5. Partial Success Handling
Python
async def run_with_partial_success(agent, input):
    """Handle partial success."""
    try:
        result = await Runner.run(agent, input)
        return result
    except MaxTurnsExceeded as e:
        # Partial success - got some output
        state = e.run_state
        if state.all_items:
            last_message = state.all_items[-1]
            return f"Partial result: {last_message}"
        return "Could not complete the task."

Error and Tracing

Error Spans

Errors create trace spans:

Python
from agents import error_span

try:
    with error_span(name="risky_operation"):
        risky_operation()
except Exception as e:
    # Error is captured in span
    pass
Error Metadata in Traces

Errors include metadata in traces:

Python
try:
    result = await Runner.run(agent, input)
except AgentsException as e:
    # Trace includes error information
    print(f"Trace ID: {result.trace.id}")
    print(f"Error: {e}")

Error Monitoring

Error Rate Monitoring

Monitor error rates:

Python
from prometheus_client import Counter, Histogram

error_counter = Counter(
    "agent_errors_total",
    "Total agent errors",
    ["error_type", "agent_name"]
)

error_duration = Histogram(
    "agent_error_duration_seconds",
    "Time spent in error handling",
)

async def monitored_run(agent, input):
    """Run with error monitoring."""
    start = time.time()
    try:
        return await Runner.run(agent, input)
    except AgentsException as e:
        error_counter.labels(
            error_type=type(e).__name__,
            agent_name=agent.name,
        ).inc()
        error_duration.observe(time.time() - start)
        raise
Error Alerting

Alert on errors:

Python
async def run_with_alerting(agent, input):
    """Run with error alerting."""
    try:
        return await Runner.run(agent, input)
    except CriticalError as e:
        await send_alert(f"Critical error: {e}")
        raise
    except NonCriticalError as e:
        await log_warning(f"Non-critical error: {e}")
        raise

Summary

Error handling ensures robust agent systems.

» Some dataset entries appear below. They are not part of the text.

PR #1464, opened 2023-06-23
WRP-19408: Added `QuickGuidePanels` prop `onClose`

0x64:
### Checklist

`onClose` event handler prop is missing for `QuickGuidePanels`.

### Resolution
Added `onClose` prop

### Additional Considerations
Note that aria label is not defined yet, so it should be updated later.

A unit test is added.

### Links
WRP-19408

### Comments

### DIFF
--- a/QuickGuidePanels/QuickGuidePanels.js
+++ b/QuickGuidePanels/QuickGuidePanels.js
@@ -28,6 +28,15 @@ const QuickGuidePanels = (props) => <WizardPanels fullScreenContent {...props} /
 
 QuickGuidePanels.propTypes = {
 	/**
+	 * Hint string read when focusing the close button.
+	 *
+	 * @type {String}
+	 * @default 'Exit quick guide'
+	 * @private
+	 */
+	closeButtonAriaLabel: PropTypes.string,
+
+	/**
 	 * Called when the index value is changed.
 	 *
 	 * @type {Function}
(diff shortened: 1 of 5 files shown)


juwonjeong (approved):
LGTM

QuickGuidePanels/QuickGuidePanels.js
```diff
@@ -27,6 +27,15 @@ import WizardPanels from '../WizardPanels';
 const QuickGuidePanels = (props) => <WizardPanels fullScreenContent {...props} />;
 
 QuickGuidePanels.propTypes = {
+	/**
+	 * Hint string read when focusing the close button.
+	 *
+	 * @type {String}
+	 * @default 'Exit quick guide'
```
seunghoh, line 34: Don't we need to wrap by $L?

0x64: https://github.com/enactjs/sandstone/pull/1464/files#diff-4313679dd9c05a6dd7acdfaf794a2b0f0184323b7c8b384a3fed24533f2ed13dR479

There is $L already. For docs, some components describe $L also, but some components don't.

seunghoh: Yes, that is my question. Shall we use &L on docs or not :)

0x64: 🤖 For now, the same manner as other "panels". In general, we need to talk.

Key takeaways:

  1. Exception hierarchy - structured error types
  2. UserError - configuration/input errors
  3. ModelBehaviorError - unexpected model behavior
  4. ToolTimeoutError - tool execution timeout
  5. MaxTurnsExceeded - exceeded turn limit
  6. Guardrail tripwires - safety violations
  7. RunErrorDetails - detailed error information
  8. Error handlers - custom error handling
  9. Tool errors - tool execution failures
  10. Guardrail errors - validation failures
  11. Model errors - API and behavior errors
  12. Retry strategy - retry failed operations
  13. Fallback strategy - use alternatives
  14. Resume strategy - recover from state
  15. Graceful degradation - degrade on error
  16. Error logging - track errors
  17. User messages - clear error feedback
  18. Error testing - test error scenarios
  19. Specific exceptions - catch specific types
  20. Monitoring - track error rates

Error handling is essential for building reliable, user-friendly, and maintainable agent systems.